Como uma adaptação de um texto amado, mas um tanto inescrutável, Cem Anos de Solidão é improvável que seja um grande sucesso para a Netflix – embora seja engraçado imaginar a reprodução automática de um assinante desavisado continuando no programa depois The Great British Baking Show: feriados embrulhos. E, de fato, a Netflix pode acabar perdendo dinheiro com o empreendimento, dependendo de como medem as visualizações em relação às novas assinaturas. Mas essas são apenas as enfadonhas preocupações financeiras que ajudaram a transformar o streaming em uma massa de lama de conteúdo cinza em primeiro lugar.

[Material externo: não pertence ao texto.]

PR #1900, opened 2024-06-30
Forest june

JeanGalte:
state of development at the date of the end of my internship with mr Matthes : 
-Development of the SubsitutionSystems/UntypedForest file : add church integers as an example of the calculus, sigma-monoids point of view, until defining initial and final algebras for the calculus, strength usual definitions (following  SubsitutionSystems/STLC_actegorical). 
-Development of Forests file :  add church integers as an example of the calculus, begin of the study of "detyping" process


rmatthes (approved):
I also checked compilation with Coq 8.20 (rc1). Even the satellites TypeTheory and SetHITs compile when activation option `type-in-type`.

PR #1903, opened 2024-07-11
Formalize the original proof of Dana Scott's 1980 representation theorem

### LINKED ISSUE #1910: Weaken assumptions for the accessors of `exponentials`
The accessors in `exponentials` currently assume that a category has `Exponentials`, whereas most of the accessors only need that some object `is_exponentiable`. It would be good to weaken the assumptions (and adapt the places where the accessors are used to this change)

arnoudvanderleer:
Fixes #1910 on the go.


UniMath/AlgebraicTheories/RepresentationTheorem.v
```diff
@@ -584,7 +561,7 @@ Section RepresentationTheorem.
         refine (maponpaths (λ x, pr1 x _ _ • _) (ProductPrCommutes _ _ _ (pow _) _ _ _) @ _).
         apply var_subst.
       - apply idpath.
-    Qed.
+    Time Qed.
```
nmvdw, line 564:
```suggestion
    Qed.
```

How long does this `Qed` take?

nmvdw (commented):
Can you explain:
- Why did you add `Exponentials'`?
- What is the advantage of using `Exponentials'` over `Exponentials`?
- There are possibilities of inconsistenties. For instance, if one defines toposes, then one uses `Exponentials`. An alternative approach would be to use a proper interface. This way the internal representation would stay the same and consistent, while one would still have all desired operations. What is the advantage of this approach over adapting the interface?
- When should one use `Exponentials` instead of `Exponentials'`?

It would also be good if these comments are documented in the code. If not, then on the long run it could create two competing developments of exponentials in the code, which would then not be consistent with each other.

benediktahrens:
I agree with the mild inconveniences of the current definition of exponentials. However, I think they are very minor, and they don't justify the introduction of another definition, or a refactoring of the code.

nmvdw:
> I agree with the mild inconveniences of the current definition of exponentials. However, I think they are very minor, and they don't justify the introduction of another definition, or a refactoring of the code.

A lot of the inconveniences can be mitigated by developing and consistently using a proper interface.

UniMath/AlgebraicTheories/RepresentationTheorem.v
arnoudvanderleer: About 17 seconds.

arnoudvanderleer:
> Can you explain:
> 
> * Why did you add `Exponentials'`?

I can see the disadvantages of using a definition like `Exponentials'`, so for now, I will try to remove it again. The main reason why I added it is the following:

The current definition seems "wrong", because it leads us to curry a function `f : B, A -> C` as `fun b a, f (a, b)`. When trying to show directly that a category has exponential objects, this gives all kinds of quirky definitions. For example:
 * The standard lambda calculus combinator `curry f := abs (abs (app f (x1, x2)))` cannot be used to define exponential objects, instead we need to use `curry' := abs (abs (app f (x2, x1)))` (the same goes for the `uncurry'` operators).
 * At some point, I need an equivalence between `C[U^n, U^U]` and `C[U^(n + 1), U]`. Using the current definition of `Exponentials`, this means that `U^(n + 1) = U x U^n`, so `U^n = U x (U x (... x (U x U)...))`, instead of the usual left associative `U^n = ((...(U x U) x ...) x U) x U`. This leads to definitions like
```coq
  Definition sn_power_projection
    (i : stn (S n))
    : C ⟦ sn_power_object, c ⟧.
  Proof.
    induction (invmap stnweq i) as [i' | i'].
    - exact (
        BinProductPr2 _ _ ·
        ProductPr _ _ _ i'
      ).
    - apply BinProductPr1.
  Defined.
```
Note that `BinProductPr2` occurs in the first branch, and `BinProductPr1` in the second. This is not a major problem and we can work with this, but for me it means that something is conceptually wrong with defining products in this way.

The choice of definition for `U^n` led to more problems down the line. I had a lot of proofs already working with the "wrong" definition, but then in `OriginalRepresentationTheorem` I decided to define n-tuples via pairs as `(((x0, x1), ...), xn)`, which to me seems like a natural idea. However, I realized that I could not relate such n-tuples to properties of the object `U^n`, because the parentheses are the wrong way. That is when I decided that at least `EndomorphismTheory` should work with the "right" adjunction.

This gives have two options: either `EndomorphismTheory` takes the "wrong" adjunction as input, and then converts it using
```coq
  Definition is_exponentiable'_to_is_exponentiable
    (a : C)
    (HF : is_left_adjoint (constprod_functor2 a))
    : is_exponentiable a
    := is_left_adjoint_closed_under_iso _ _ (z_iso_inv (flip_z_iso a)) HF.
```
Since I want to define my objects in `CategoryOfRetracts` and `RepresentationTheorem` using the right adjunction, because it is conceptually better, I have to use
```coq
  Definition is_exponentiable'_to_is_exponentiable
    (a : C)
    (HF : is_left_adjoint (constprod_functor2 a))
    : is_exponentiable a
    := is_left_adjoint_closed_under_iso _ _ (z_iso_inv (flip_z_iso a)) HF.
```
to convert them to the wrong adjunction. This has the disadvantage of adding precomposition with an isomorphism and its inverse to every instance of `φ_adj` and `φ_adj_inv`. If I want to prove properties of objects that are defined using `φ_adj`, I now have to deal with this. I am currently trying to make my proofs work with this approach, and dealing with this currently makes proofs a lot slower for some reason (17 seconds vs 0.1 seconds for one proof) and adds a couple of long, complicated lines:
```coq
      refine (maponpaths
        (λ (x : presheaf_morphism (PO (S n)) _), pr1 x m l)
        (φ_adj_inv_under_iso _ _ _ (flip_z_iso (bin_products_presheaf_cat L) _) _ _ _ _) @ _).
      refine (maponpaths
        (λ x, pr1 ((_ : presheaf_morphism (PO (S n)) _) · x) m l)
        (φ_adj_inv_under_iso _ _ _ _ _ _ _ _) @ _).
      refine (maponpaths (λ (x : presheaf_morphism _ _), pr1 x m _) (assoc _ _ _) @ _).
      refine (maponpaths
        (λ x, pr1 (x · _ : presheaf_morphism (PO (S n)) _) m l)
        (z_iso_after_z_iso_inv (nat_z_iso_pointwise_z_iso
          (BinProduct_of_functors_commutes _ _
            (bin_products_presheaf_cat L)
            (constant_functor _ _ (theory_presheaf L))
            (functor_identity _)
          )
          (PO n))) @ _).
      refine (maponpaths (λ (x : presheaf_morphism (PO (S n)) _), pr1 x m l) (id_left _) @ _).
```

The easy alternative was adding another definition, `exponentials'`, which captures the right kind of adjunction, and meant that I did not have to deal with converting back and forth (and the consequences of that for my definitions).

nmvdw:
>  This has the disadvantage of adding precomposition with an isomorphism and its inverse to every instance of φ_adj and φ_adj_inv. If I want to prove properties of objects that are defined using φ_adj, I now have to deal with this.

If I understand correctly, the inefficiency arises from how the exponentials concretely are defined? By unfolding the definition, you get a more complicated definition?

arnoudvanderleer:
> If I understand correctly, the inefficiency arises from how the exponentials concretely are defined? By unfolding the definition, you get a more complicated definition?

Yes, some definitions use the equivalence of morphisms. For example (here called `hom_weq`):
```coq
  Definition endomorphism_lambda_theory_data
    : lambda_theory_data.
  Proof.
    use make_lambda_theory_data.
    - exact endomorphism_theory.
    - intros n f.
      exact (invmap (hom_weq n) (f · app)).
    - intros n f.
      exact (hom_weq n f · abs).
  Defined.
```
And if we convert between `exponentials'` and `exponentials` and then back again,
`hom_weq f` becomes something like `flip_z_iso x · (z_iso_inv (flip_z_iso x) · hom_weq f)`, and to show that the latter actually equals the former, we need a couple of unpleasant lines of code in every proof dealing with these definitions.

UniMath/CategoryTheory/exponentials.v
```diff
@@ -40,665 +41,633 @@ Require Import UniMath.CategoryTheory.Core.Univalence.
...
+          rewrite id_left.
+          unfold BinProduct_of_functors_ob, constant_functor, functor_identity.
+          cbn.
+          (* is this supposed to be analogous? *)
+          admit.
+      - intro d. show_id_type. (* F-images in source and target of the morphisms *)
+        cbn.
+        admit.
+    *)
+    Abort.
```
benediktahrens, line 617: @arnoudvanderleer : what is the status of this unfinished construction? Are you planning to finish it?

arnoudvanderleer: I am not planning to finish it. Ralph added it a long time ago, I believe, and I merely moved the whole section down, and properly indented its contents.

benediktahrens (approved):

nmvdw:
Is this PR ready to be merged?

benediktahrens:
> Is this PR ready to be merged?

Yes, I think so!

Cem Anos de Solidão é um bom programa de TV. Seu valor real para a cultura é um pouco mais complexo do que isso. A série é uma cara exposição televisiva em um museu de um dos romances mais importantes do mundo ocidental. O verdadeiro milagre de Macondo não é que as pessoas às vezes vão embora, é que um serviço de streaming guardou seus balanços e gráficos de linhas por tempo suficiente para deixar escapar uma obra de arte decadente e delicada. Se não tivesse, Cem Anos de Solidão não poderia ter vivido em outro lugar.

Todos os oito episódios da primeira temporada de Cem Anos de Solidão estão disponíveis para transmissão na Netflix agora. A 2ª temporada foi filmada, mas ainda não tem data de lançamento.